有个捕快道:“刺客是个女人,已当场拿下了。”
“什么人?可审问了?”
“尚不顾上。”那捕快道,“贾先生可要去看看?”
贾琮想了想:“罢了,我瞧瞧去。”
裘良便是在衙门口遇刺的,那女人捅了他之后也没走,干站着等人拿下她。事出紧急,尚且来不及送去监牢里,这会子就在后头一间厢房。贾琮本来疑心像裘良这样护卫森严的大官怎么会让人捅了,进门一瞧这女人便明白了七八分。当真就是个寻常民女,连乞丐都不是。整个人没半点子杀气不说,连个能惹来注目的地儿都寻不着,属于上街回头率为零的那种。
这女人安安静静,面上毫无惧色在地下坐着。贾琮瞧了她半日,问道:“你为什么要行刺裘大人。”
女人道:“报仇。”
贾琮眉头一挑:“什么仇?”
“杀夫之仇。”女人道,“裘良老贼杀了我丈夫。”
“你丈夫是何人?犯了何案子?”
女人道:“我丈夫叫方雄。”
贾琮“啊”了一声:“你那个方家匪首的媳妇?”女人点点头。贾琮一时不知道该做出什么表情才好,良久才说,“不对吧。当日和那匪首在一处吃饭的道长都说,他们老大要娶新媳妇了,是位大小姐。”乃上下打量了这女子几眼,“你瞧着不像是个大小姐。”

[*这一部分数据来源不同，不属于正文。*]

PR #601, opened 2024-06-24
Make Taskman service validate Jira token

costaconrado:
This PT add Jira token validation for Taskman service.

Closes OSIDB-2203.

### DIFF
--- a/apps/taskman/service.py
+++ b/apps/taskman/service.py
@@ -16,7 +16,11 @@ from collectors.jiraffe.core import JiraQuerier
 from osidb.models import Flaw, Impact, PsProduct
 
 from .constants import JIRA_TASKMAN_PROJECT_KEY, JIRA_TASKMAN_URL
-from .exceptions import JiraTaskErrorException, MissingJiraTokenException
+from .exceptions import (
+    JiraTaskErrorException,
+    MissingJiraTokenException,
+    TaskWritePermissionsException,
+)
 
 logger = logging.getLogger(__name__)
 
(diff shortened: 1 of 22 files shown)


jsvob (approved):

apps/taskman/service.py
```diff
@@ -79,6 +83,19 @@ def __init__(self, token) -> None:
...
+        # This request raises exception for unauthenticated users
+        permission_response = self.jira_conn._session.get(token_validation_url)
+
+        permissions = permission_response.json().get(
+            "permissions", {"CREATE_ISSUES": {"havePermission": False}}
+        )
+        if not permissions["CREATE_ISSUES"]["havePermission"]:
+            raise TaskWritePermissionsException(
+                f"Token is valid for {JIRA_TASKMAN_URL} but user doesn't have write permission in {JIRA_TASKMAN_PROJECT_KEY} project."
+            )
```
osoukup, line 97: These safeguards are great! I still a bit wonder how it could happen before that the `taskman` could fail eg. on invalid token but then we proceeded to the flaw creation. I assume that such failure would happen a few lines below during some consecutive Jira call and these safeguards does not change anything there. It should however solve the current issues so definitely good to proceed with it.

osoukup (approved):
LGTM

costaconrado:
Note for the future:
 I've submitted a new commit with the cassettes rewritten as I mention in some dailies that were only possible after OSIDB-3029.
There is no changes in code (only some IDs in tests because of cassettes) since the last review you guys did so I'm not requesting a new review.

女人默然片刻,道:“他本想休了我另娶官人家的小姐。只是我尚未赶到他便死了。”
贾琮又瞧了她会子,试探道:“倘若你赶到了,他还没死,岂不是要跟你和离?”
女人缓缓摇头:“他不是不要我了,只是那小姐身份高贵,我不再做他的媳妇,仍是他的妾。他仍是我的丈夫。”

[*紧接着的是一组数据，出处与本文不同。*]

PR #602, opened 2024-06-25
Fix Flaw CC list builder to produce CCs in BZ format

JakubFrejlach:
This PR adds new ` bts_name_override` parameter to `BaseAffectCCBuilder` so we can easily override the CC format to Bugzilla even for Jira tracker PS modules. This is important for `BugzillaFlawCCBuilder` as currently it is generating a mixture of Bugzilla and Jira formated CCs which Bugzilla refuses to work with. This hot fix kinda violates the initial separation of concerns philosophy in the `osidb/cc.py` module, however this is probably the fastest way how to fix it and not spend more time refactoring it. In the future we would like to refactor this anyway (and also when leaving Bugzilla). 

Closes OSIDB-2985

### DIFF
--- a/apps/bbsync/tests/test_cc.py
+++ b/apps/bbsync/tests/test_cc.py
@@ -2,7 +2,7 @@ import json
 
 import pytest
 
-from apps.bbsync.cc import CCBuilder, RHSCLAffectCCBuilder
+from apps.bbsync.cc import AffectCCBuilder, CCBuilder, RHSCLAffectCCBuilder
 from apps.bbsync.constants import RHSCL_BTS_KEY, USER_BLACKLIST
 from apps.bbsync.tests.factories import BugzillaComponentFactory, BugzillaProductFactory
 from osidb.models import Affect, Flaw, PsModule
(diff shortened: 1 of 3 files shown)


jsvob (approved):
LGTM!

Sorry for the bug!

> This hot fix kinda violates the initial separation of concerns philosophy in the osidb/cc.py module,

Actually, I think it solves the issue cleanly. I thought the problem was two-dimensional (affect/flaw, jira/bugzilla) and that was the way cc.py was laid out. Turns out the problem is three-dimensional (affect/flaw, tracker goes to jira / tracker goes to bugzilla, CC list goes to jira / CC list goes to bugzilla) and the way you solved is is probably as clear as it would get.

> however this is probably the fastest way how to fix it and not spend more time refactoring it.

Agreed.

> In the future we would like to refactor this anyway (and also when leaving Bugzilla).

Not having bugzilla will simpliy things a lot. Before that, not much sense in refactoring it IMHO.

osoukup (approved):
LGTM

dmonzonis (approved):

PR #603, opened 2024-06-25
Allow creating Jira task for a flaw on demand

dmonzonis:
OSIDB-authored flaws should create a Jira task when created. But for old flaws inherited from SFM2, although they should be considered OSIDB-authored (they don't come from a collector), they don't have an associated Jira task and right now there is no way to create and associate a task for them. These flaws can be recognised as they should have an empty workflow state.

This commit adds the option to force the creation of a Jira task if the flaw does not have one. When updating a flaw through the API, setting the query parameter `create_jira_task` will trigger the creation of the Jira task if it does not exist, and set the `task_key` and workflow state fields.

Closes OSIDB-2882.

### DIFF
--- a/osidb/serializer.py
+++ b/osidb/serializer.py
@@ -1659,6 +1659,13 @@ class FlawSerializer(
         if old_flaw.is_embargoed and self._is_public(new_flaw, validated_data):
             new_flaw.unembargo()
 
+        # Force Jira task creation if requested
+        request = self.context.get("request")
+        if request:
+            create_jira_task = request.query_params.get("create_jira_task")
+            if create_jira_task:
+                new_flaw.tasksync(jira_token=self.get_jira_token(), force_creation=True)
+
         # perform regular flaw update
         new_flaw = super().update(new_flaw, validated_data)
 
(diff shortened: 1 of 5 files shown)


MrMarble (approved):

osidb/serializer.py
```diff
@@ -1659,6 +1659,13 @@ def update(self, new_flaw, validated_data):
         if old_flaw.is_embargoed and self._is_public(new_flaw, validated_data):
             new_flaw.unembargo()
 
+        # Force Jira task creation if requested
+        request = self.context.get("request")
+        if request:
+            create_jira_task = request.query_params.get("create_jira_task")
```
JakubFrejlach, line 1665: This parameter should be added to OpenAPI schema via `@extend_schema_view` decorator in [Flaw API view](https://github.com/RedHatProductSecurity/osidb/blob/master/osidb/api_views.py#L419)

JakubFrejlach (changes requested):
API schema should adjusted, otherwise LGTM.

osidb/serializer.py
jobselko, line 1: Could you please add some test?

JakubFrejlach (approved):
LGTM now!

jobselko (approved):

PR #614, opened 2024-06-27
Fix test_create_jira_task_param randomly failing

dmonzonis:
This test used a mock for `create_or_update_task` which included a redundant `save` call to the flaw. This seemingly harmless extra save could create a discrepancy between the `updated_dt` passed as a parameter in the original PUT call and the `updated_dt` that the flaw has by the time it hits its actual save call.

Since the save is usually fast and `updated_dt` has a precision of seconds, the test usually passed, but sometimes there would be a discrepancy of one second and the test would fail.

This commit removes the redundant save, making sure the `updated_dt` stays consistent throughout the flaw update process and the test does not fail.


jsvob (approved):

osoukup (approved):
LGTM

PR #621, opened 2024-07-02
task collector fixes

osoukup:
Closes OSIDB-3083

### DIFF
--- a/collectors/jiraffe/tests/test_collectors.py
+++ b/collectors/jiraffe/tests/test_collectors.py
@@ -1,4 +1,5 @@
 import json
+import uuid
 
 import pytest
 from django.utils import timezone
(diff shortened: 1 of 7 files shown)


collectors/jiraffe/tests/test_collectors.py
```diff
@@ -82,6 +82,18 @@ def test_collect(self, monkeypatch):
         flaw = Flaw.objects.get(uuid=flaw.uuid)
         assert flaw.workflow_state == "TRIAGE"
 
+    @pytest.mark.vcr
+    def test_link_on_cve(self, monkeypatch):
+        monkeypatch.setattr(collectors, "JIRA_TOKEN", "SECRET")
+
+        # some random UUID
+        flaw = FlawFactory(cve_id="CVE-2024-34703")
```
costaconrado, line 90: I believe this don't test the cve linking since it will rely on UUID linking when CVE_ID fails, I believe you will have to change the UUID of the flaw from the database or from the labels in Jira to test this behavior

costaconrado (changes requested):

collectors/jiraffe/tests/test_collectors.py
osoukup: How probable it is that the generated UUID will be ` 9d9132a4-0484-48a5-b484-185abf39b771`? I can put there an assert to be absolutely sure but it seemed so rare to me that I did not bother with it

osoukup:
@costaconrado one more review please

costaconrado (approved):
LGTM!

PR #622, opened 2024-07-02
Implement message throttling in the API

dmonzonis:
This commit introduces message throttling for the prod environment, allowing only a certain amount of requests per hour for authenticated and unauthenticated users. The rates can be individually modified through env variables.

Closes OSIDB-894.

### DIFF
--- a/config/settings_prod.py
+++ b/config/settings_prod.py
@@ -132,6 +132,24 @@ CISA_COLLECTOR_CRONTAB = crontab(minute=0)
 LOG_FILE_SIZE = 1024 * 1024 * 10  # 10mb
 LOG_FILE_COUNT = 3
 
+# Global API throttle rates. Note that these can be customized per view if needed.
+ANON_API_THROTTLE_RATE = get_env("ANON_API_THROTTLE_RATE", default="10/minute")
+USER_API_THROTTLE_RATE = get_env("USER_API_THROTTLE_RATE", default="100/minute")
+
+# Set up message throttling in the API
+REST_FRAMEWORK.update(
+    {
+        "DEFAULT_THROTTLE_CLASSES": [
+            "rest_framework.throttling.AnonRateThrottle",
+            "rest_framework.throttling.UserRateThrottle",
+        ],
+        "DEFAULT_THROTTLE_RATES": {
+            "anon": ANON_API_THROTTLE_RATE,
+            "user": USER_API_THROTTLE_RATE,
+        },
+    }
+)
+
 # To not disrupt the logging of OSIDB instance running in PSI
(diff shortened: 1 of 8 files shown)


config/settings_prod.py
```diff
@@ -132,6 +132,24 @@
 LOG_FILE_SIZE = 1024 * 1024 * 10  # 10mb
 LOG_FILE_COUNT = 3
 
+# Global API throttle rates. Note that these can be customized per view if needed.
+ANON_API_THROTTLE_RATE = get_env("ANON_API_THROTTLE_RATE", default="10/minute")
+USER_API_THROTTLE_RATE = get_env("USER_API_THROTTLE_RATE", default="100/minute")
```
dmonzonis, line 137: These rates are up to discussion.
I chose what I believe are sane values as I don't see why a user would need to make more than 100 requests per minute. If there is some automated process that requires more, let me know, although if that is the case maybe the process needs to be redesigned so that we don't hit the API that much (e.g. bulk operations).

JakubFrejlach: @dmonzonis I am thinking about VM team scripts. I haven't seen all of them but minimally one of them is creating kernel Flaws and adding like 10 affects for each of those Flaws, that might potentially exceed that limit. This can be mitigated by using a bulk actions however they are not yet exposed in the osidb-bindings, I would need to prioritize that work.

jsvob (approved):

config/settings_prod.py
jsvob: I agree with @JakubFrejlach. I think one user could generate up to 400 requests per minute using this approach and lately maybe even more because it has been optimized I think. Given that there are flaws with 600 affects, I propose to set this to 600/minute and lower it later when the dust settles.

dmonzonis: Is the issue only with affects? I could set a higher limit for the affect API endpoint for the time being, instead of setting it globally.

osoukup: The bindings could ideally handle that and lower the load but it is some additional work of course

osoukup (approved):
LGTM. I think that the rates look reasonable. However I would maybe check with OSIM to see how many API requests eg. loading a flaw page means.

config/settings_prod.py
jsvob: Probably yes, I'm aware only of affects needing this. Mass tracker filing is probably slow enough not to hit the limit.

JimFuller-RedHat:
I missed this - if I had not missed this I would have asked 'why are we throttling at the app layer ?' eg. spending python cycles for every request where this could be handled by nginx ... there are various rh api gateways I guess we could contemplate but I have always found nginx sufficient (and also can dramatically speed things up). sorry for belated comment.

贾琮张嘴看了她半日,捂脸叹道:“我竟无言以对。他要休了你,早已没了夫妻情分,你就相信他真会让你做妾?那个什么大小姐肯留下你?没听过陈世美和秦香莲的戏本子?你还为他行刺裘大人?”
女人道:“他并没有休我。我还是他媳妇。”
贾琮又没话可说了。又怔了许久,叹道:“他的头颅在城门外悬了那么多日子,都臭了!最后出来替他报仇的不是土匪兄弟、不是方家那群主子,竟是他原本要休弃的发妻!啧啧,真真是,哀其不幸、怒其不争。”